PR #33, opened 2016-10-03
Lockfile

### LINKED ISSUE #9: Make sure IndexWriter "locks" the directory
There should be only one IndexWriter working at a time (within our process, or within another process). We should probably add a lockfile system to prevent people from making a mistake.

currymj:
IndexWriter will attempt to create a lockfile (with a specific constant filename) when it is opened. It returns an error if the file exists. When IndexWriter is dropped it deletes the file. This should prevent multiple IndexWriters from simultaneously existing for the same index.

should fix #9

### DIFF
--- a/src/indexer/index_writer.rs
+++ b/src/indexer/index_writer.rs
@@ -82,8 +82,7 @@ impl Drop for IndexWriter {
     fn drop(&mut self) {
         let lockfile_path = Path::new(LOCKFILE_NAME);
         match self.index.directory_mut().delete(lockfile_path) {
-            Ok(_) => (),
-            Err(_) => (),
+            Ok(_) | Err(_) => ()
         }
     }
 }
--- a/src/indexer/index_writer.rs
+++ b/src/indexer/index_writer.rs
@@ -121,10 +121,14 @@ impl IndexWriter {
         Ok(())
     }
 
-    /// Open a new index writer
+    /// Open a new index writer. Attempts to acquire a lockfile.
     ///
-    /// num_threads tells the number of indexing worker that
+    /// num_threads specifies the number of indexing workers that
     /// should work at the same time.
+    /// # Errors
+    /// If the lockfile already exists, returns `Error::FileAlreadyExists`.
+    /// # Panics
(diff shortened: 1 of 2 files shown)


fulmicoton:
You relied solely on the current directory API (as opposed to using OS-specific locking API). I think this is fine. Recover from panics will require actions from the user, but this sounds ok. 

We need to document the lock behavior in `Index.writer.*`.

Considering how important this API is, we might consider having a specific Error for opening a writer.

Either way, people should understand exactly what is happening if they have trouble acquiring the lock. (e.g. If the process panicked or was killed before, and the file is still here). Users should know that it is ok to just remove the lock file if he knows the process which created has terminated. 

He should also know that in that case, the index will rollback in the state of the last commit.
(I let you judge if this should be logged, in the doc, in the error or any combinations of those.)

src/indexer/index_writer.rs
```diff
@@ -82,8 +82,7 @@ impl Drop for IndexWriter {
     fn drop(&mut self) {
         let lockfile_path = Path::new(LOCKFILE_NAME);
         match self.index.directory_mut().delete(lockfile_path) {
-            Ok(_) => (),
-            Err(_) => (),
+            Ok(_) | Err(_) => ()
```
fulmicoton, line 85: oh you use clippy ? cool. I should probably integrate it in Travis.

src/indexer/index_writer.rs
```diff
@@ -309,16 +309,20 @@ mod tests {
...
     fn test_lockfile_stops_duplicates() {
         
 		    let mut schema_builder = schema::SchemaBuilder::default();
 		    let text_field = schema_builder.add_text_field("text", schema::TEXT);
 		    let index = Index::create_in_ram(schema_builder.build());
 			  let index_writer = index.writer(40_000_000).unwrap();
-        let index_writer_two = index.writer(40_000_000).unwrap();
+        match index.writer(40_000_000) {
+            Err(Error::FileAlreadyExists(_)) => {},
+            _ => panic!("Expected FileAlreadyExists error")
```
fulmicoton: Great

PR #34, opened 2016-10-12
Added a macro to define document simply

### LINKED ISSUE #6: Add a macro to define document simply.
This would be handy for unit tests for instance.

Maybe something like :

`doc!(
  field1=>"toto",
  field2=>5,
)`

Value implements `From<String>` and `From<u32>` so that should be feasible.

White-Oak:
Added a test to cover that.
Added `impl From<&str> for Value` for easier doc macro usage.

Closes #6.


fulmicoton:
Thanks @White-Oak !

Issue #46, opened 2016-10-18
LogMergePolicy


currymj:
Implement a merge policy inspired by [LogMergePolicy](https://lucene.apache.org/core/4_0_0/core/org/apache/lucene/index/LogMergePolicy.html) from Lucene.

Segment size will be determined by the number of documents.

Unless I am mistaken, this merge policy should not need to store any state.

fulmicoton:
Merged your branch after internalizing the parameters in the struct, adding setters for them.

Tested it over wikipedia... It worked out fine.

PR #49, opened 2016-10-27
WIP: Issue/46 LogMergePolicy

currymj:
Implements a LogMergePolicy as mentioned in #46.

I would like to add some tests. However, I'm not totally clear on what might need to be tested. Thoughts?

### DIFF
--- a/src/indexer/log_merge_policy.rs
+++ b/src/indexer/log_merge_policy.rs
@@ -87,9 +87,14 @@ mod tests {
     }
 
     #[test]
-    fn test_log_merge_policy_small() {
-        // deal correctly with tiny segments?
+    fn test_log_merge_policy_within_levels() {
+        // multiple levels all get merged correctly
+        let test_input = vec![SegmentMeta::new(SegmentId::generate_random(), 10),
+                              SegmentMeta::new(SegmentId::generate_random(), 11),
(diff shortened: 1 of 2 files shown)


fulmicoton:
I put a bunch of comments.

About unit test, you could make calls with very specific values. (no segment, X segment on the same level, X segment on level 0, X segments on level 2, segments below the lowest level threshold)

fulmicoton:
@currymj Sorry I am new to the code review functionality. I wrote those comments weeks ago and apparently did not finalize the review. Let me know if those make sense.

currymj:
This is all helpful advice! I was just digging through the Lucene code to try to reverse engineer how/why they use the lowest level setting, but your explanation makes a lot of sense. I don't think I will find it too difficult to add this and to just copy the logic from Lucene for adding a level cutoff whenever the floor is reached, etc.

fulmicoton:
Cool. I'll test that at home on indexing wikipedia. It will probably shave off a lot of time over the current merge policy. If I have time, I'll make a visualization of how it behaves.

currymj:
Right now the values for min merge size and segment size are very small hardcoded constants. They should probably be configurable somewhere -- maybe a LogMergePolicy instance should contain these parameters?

___

# Exercise instructions
In the records above, find each line with the word "unwrap" and copy it.

# Response to this exercise
 			  let index_writer = index.writer(40_000_000).unwrap();
-        let index_writer_two = index.writer(40_000_000).unwrap();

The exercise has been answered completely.